DoE says price cuts due to world fuel cost drop by as much as $10
Pump prices are likely to go down by P4 a liter for diesel and P3 a liter for gasoline next week after world oil prices declined by as much as $10 per barrel, the Department of Energy (DOE) said Thursday.
Rino Abad, DOE director for the Oil Industry Management Bureau, said the decline in world oil prices will likely to offset the impact ofthe peso’s depreciation against the US greenback.
From June 27 to July 1, the Philippine peso depreciated week-on-week against the US dollar by P0.56 to P54.97 from P54.41 the previous week.
The peso further depreciated to P56.06 versus the US dollar on Thursday.
Abad attributed the drop in world oil prices to ongoing concerns over US interest rate hikes.
Meanwhile, concerns of a slowdown in global economic demand also affected oil prices.
The DOE said world oil prices remained volatile amid concerns of supply tightness and recession fears.
On July 5, the oil companies cut diesel prices by P3 a liter and kerosene by P3.40 a liter.
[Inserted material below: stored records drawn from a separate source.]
PR #343, opened 2016-06-23
Fix version for development

tobes:
If I don't re-run setup.py the version is not updated (assuming `python setup.py develop`)

```
$ git log -n 1 --oneline 
d4cc870 version 3.1_rc from here
$ py3status -v
py3status version 2.9 (python 3.4.3)
```

also after updating

```
$ git checkout master
$ py3status -v
py3status version 3.1_rc (python 3.4.3)
$ git checkout 2.9
$ py3status -v
py3status version 3.1_rc (python 3.4.3)
```
Looking around the best option is to have a file containing the version and then both setup.py and core.py can get the version from that.  It's a bit messy but it means that `py3status -v` will give a true result.


tobes:
An alternative would be to have `__version__ = 'xxxx'` in a python file and read that.  The logical one would be `__init__` but importing that by `core.py` would be a pain and having it in `core.py` feels wrong.

Ideas welcome

PR #344, opened 2016-06-23
Version fix alternative

tobes:
This is an alternative I prefer it except for where the `__version__= '...'` line is.


tobes:
I've changed this to move `__version__` into `__init__.py`

PR #347, opened 2016-06-26
re-add setup.py to flake checks

tobes:
We can still use flake8 on setup.py


ultrabug:
wow nice trick, thanks !

PR #349, opened 2016-06-27
Exchange rate module

tobes:
Now that the exchange rate of my country is in free fall.

I thought an exchange rate module might be a fun way to watch the car crash.

### DIFF
--- a/py3status/modules/exchange_rate.py
+++ b/py3status/modules/exchange_rate.py
@@ -1,6 +1,6 @@
 # -*- coding: utf-8 -*-
 """
-View foreign exchange rates.
+Display foreign exchange rates.
 
 The exchange rate data comes from Yahoo Finance.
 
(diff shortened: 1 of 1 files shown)


ultrabug:
Thanks for this *sad times* module, did you omit the standalone testing part on purpose ?

tobes:
> did you omit the standalone testing part on purpose ?

yes because it needs https://github.com/ultrabug/py3status/pull/312

So if you pull this I'll add the test there, or here if that is pulled first.

I need to add a timeout and a few things to this PR still, I'll ping you when I've updated

tobes:
Ok I've added the timeout/bad connection bits

ultrabug:
Let's work on #312 first then.

py3status/modules/exchange_rate.py
```diff
@@ -0,0 +1,80 @@
+# -*- coding: utf-8 -*-
+"""
+View foreign exchange rates.
```
ultrabug: Display foreign exchange rates.

(more in line with other modules)

tobes:
Test now added (and minor doc change you wanted)

ultrabug:
:+1: thank you !

PR #350, opened 2016-06-28
Add hostname/dns support for the module online_status

ritze:
Now you can check the online status via ping.

### DIFF
--- a/py3status/modules/online_status.py
+++ b/py3status/modules/online_status.py
@@ -43,7 +43,7 @@ class Py3status:
         else:
             fnull = open(os.devnull, 'w')
             return subprocess.call(['ping', '-c', '1', self.url], stdout=fnull,
-                               stderr=subprocess.STDOUT) == 0
+                                   stderr=subprocess.STDOUT) == 0
 
     def online_status(self, i3s_output_list, i3s_config):
         response = {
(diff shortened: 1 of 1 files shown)


ultrabug:
Thanks @ritze ! wow that's a chain of PRs ;)

I'd rather you use python [subprocess call](https://docs.python.org/2/library/subprocess.html#subprocess.call) please ?

py3status/modules/online_status.py
```diff
@@ -25,18 +27,24 @@ class Py3status:
...
+    format_online = u'●'
     timeout = 2
     url = 'http://www.google.com'
 
     def _connection_present(self):
-        try:
-            urlopen(self.url, timeout=self.timeout)
-        except:
-            return False
+        if re.search('://', self.url):
```
tobes: `if '://' in self.url:` would save having to use the re module

ritze:
Is this the right way to push the stdout and stderr to /dev/null?

py3status/modules/online_status.py
```diff
@@ -33,18 +33,17 @@ class Py3status:
...
             else:
                 return True
         else:
-            if os.system("ping -c 1 " + self.url + ">> /dev/null 2>&1") == 0:
-                return True
-            else:
-                return False
+            fnull = open(os.devnull, 'w')
+            return subprocess.call(['ping', '-c', '1', self.url], stdout=fnull,
+                               stderr=subprocess.STDOUT) == 0
```
tobes: use `stderr=fnull` too

ultrabug:
Thanks mate, good addition !

PR #351, opened 2016-06-28
Added MPRIS module

ritze:
Just check if some player with mpris support is running and show the song information. You can also prioritize your players.


ritze:
Hmm, there are some wrong commits of my file_status module. These should be not there...

ritze:
I opened a new issue, see #354

PR #352, opened 2016-06-28
Add new module file_status

ritze:
A simple module which shows you if a file or dir in your filesystem is available or not.

### DIFF
--- a/py3status/modules/file_status.py
+++ b/py3status/modules/file_status.py
@@ -33,8 +33,7 @@ class Py3status:
         }
 
         fnull = open(os.devnull, 'w')
-        if subprocess.call(["ls", self.path], stdout=fnull,
-                                              stderr=subprocess.STDOUT) == 0:
+        if subprocess.call(["ls", self.path], stdout=fnull, stderr=fnull) == 0:
             response['full_text'] = self.format_available
             response['color'] = i3s_config['color_good']
         else:
--- a/py3status/modules/file_status.py
+++ b/py3status/modules/file_status.py
@@ -1,0 +1,56 @@
+# -*- coding: utf-8 -*-
+"""
+Display if a file or dir exists.
+
+Configuration parameters:
+    cache_timeout: how often to run the check
+    color_available: color of format_available
+    color_unavailable: color of format_unavailable
+    format_available: what to display when available
+    format_unavailable: what to display when unavailable
+    path: check if file or dir exists
+
+@author obb, Moritz Lüdecke
+"""
+
+from time import time
+import os
+
+class Py3status:
+    """
+    """
+    # available configuration parameters
+    cache_timeout = 10
+    color_available = None
+    color_unavailable = None
+    format_available = u'●'
+    format_unavailable = u'■'
+    path = '/dev/sdb1'
+
+    def file_status(self, i3s_output_list, i3s_config):
+        response = {
+            'cached_until': time() + self.cache_timeout
+        }
+
+        if os.system("ls " + self.path + " >> /dev/null 2>&1") == 0:
+            response['full_text'] = self.format_available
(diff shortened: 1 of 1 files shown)


py3status/modules/file_status.py
```diff
@@ -0,0 +1,57 @@
...
+import os
+
+
+class Py3status:
+    """
+    """
+    # available configuration parameters
+    cache_timeout = 10
+    color_available = None
+    color_unavailable = None
```
tobes: @ultrabug I worry about having these config params.  Although the names may be appropriate for this module, there is something nice about sharing names eg color_bad as it keeps the configs consistent.

Maybe you have a nice insight on this

ritze:
Now the module uses only the global params color_good and color_bad. Additionally the module use subprocess instead of os.system.

py3status/modules/file_status.py
```diff
@@ -0,0 +1,57 @@
+# -*- coding: utf-8 -*-
+"""
+Display if a file or dir exists.
+
+Configuration parameters:
+    cache_timeout: how often to run the check
+    color_available: color of format_available
+    color_unavailable: color of format_unavailable
```
tobes: they are still here :)

ritze:
Maybe I'm a little bit too fast with handling three branches at the same time. :-)

py3status/modules/file_status.py
```diff
@@ -0,0 +1,55 @@
+# -*- coding: utf-8 -*-
+"""
+Display if a file or dir exists.
+
+Configuration parameters:
```
ultrabug: same as the other process module, please state the defaults (and path shouldn't have one imo)

py3status/modules/file_status.py
```diff
@@ -0,0 +1,55 @@
...
+        if subprocess.call(["ls", self.path], stdout=fnull, stderr=fnull) == 0:
+            response['full_text'] = self.format_available
+            response['color'] = i3s_config['color_good']
+        else:
+            response['full_text'] = self.format_unavailable
+            response['color'] = i3s_config['color_bad']
+
+        return response
+
+if __name__ == "__main__":
```
ultrabug: same comment as your process module, see github module for inspiration plz

py3status/modules/file_status.py
```diff
@@ -0,0 +1,55 @@
...
+import os
+import subprocess
+
+
+class Py3status:
+    """
+    """
+    # available configuration parameters
+    cache_timeout = 10
+    format_available = u'●'
```
ultrabug: totally arbitrary comment, do we feel a bullet point is a good default to state if a file is present or not? I'm not sure tbh

ritze:
Instead a bullet point we can use a [white](http://unicode-table.com/de/2690) ⚐ and [black flag](http://unicode-table.com/de/2691/) ⚑. But these symbols are not really better than the bullet point.

Or we just use text: "target exists" and "no target"

tobes:
There have been issues with unicode chars not always being available to all users.

Personally I'd like all core modules to use ascii and allow users to then specify their own formats as preferred.

Some existing modules do however use unicode in their defaults.  Also currently python2 installs cannot use unicode in the config although there is an outstanding pull request #282 that would fix this.

What I'd really like to see is my 'themes' dream get accepted but I'm waiting for my current PRs to be accepted/rejected first.  This would have a set of themes that users can quickly enable that would alter the look/feel of py3status with minimal effort for one or all modules.

```
general {
    theme = 'SuperCool'
}
```

ultrabug:
Same comment as the process_status and the bullet points, maybe the file path or basename would have been a better default tbh as I tend to agree with @tobes wrt unicode stuff.

Thanks a lot @ritze !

Gasoline prices did not move.
These adjustments brought net increases of P42.90 per liter for diesel, P36.35 per liter for kerosene and P30 per liter for gasoline since the start of the year.
President Ferdinand Marcos Jr. met with key Energy officials Thursday to address the continued rise in oil prices. No details of the meeting were released, however.
The meeting came two days after Marcos said he planned to expand the coverage of the government’s fuel subsidy to public transport operators and drivers by including tricycle drivers.
The Department of the Interior and Local Government (DILG) earlier announced that over 600,000 tricycle drivers nationwide will be receiving a fuel subsidy.
The Land Transportation Franchising and Regulatory Board (LTFRB) began releasing cash subsidies for other public transport operators and drivers in March.
The President has yet to name an Energy secretary.
Also on Thursday, Senator Sherwin Gatchalian expressed reservations about suspending the excise tax on oil products to cushion the effects of skyrocketing fuel prices brought about by the Russian invasion of Ukraine.
Gatchalian said the government stands to lose P160 billion in revenue if the excise tax on fuel is suspended.
“We really need to study the proposal carefully because if we look at the news, it seems that there is no end to the situation in Ukraine,” he said.
Senator Grace Poe has refiled a bill seeking to amend the National Internal Revenue Code (NIRC) and providing rules for the automatic suspension of the excise tax on gasoline and diesel.
Under her proposal, the collection of excise taxes on gasoline and diesel will be automatically suspended when the average Dubai crude oil prices based on the Mean of Platts Singapore exceeds $80 per barrel over a period of three months.
She said the suspension of excise tax will immediately bring down the cost of gasoline by P10 per liter and diesel by P6 per liter.
“Taking off P6 from the price of diesel per liter during critical times can help our drivers ply their routes again. At the same time, it will lower the cost of transporting goods,” she said.
Senator Aquilino Pimentel III has also filed a bill to suspend the imposition of the value-added tax on fuel.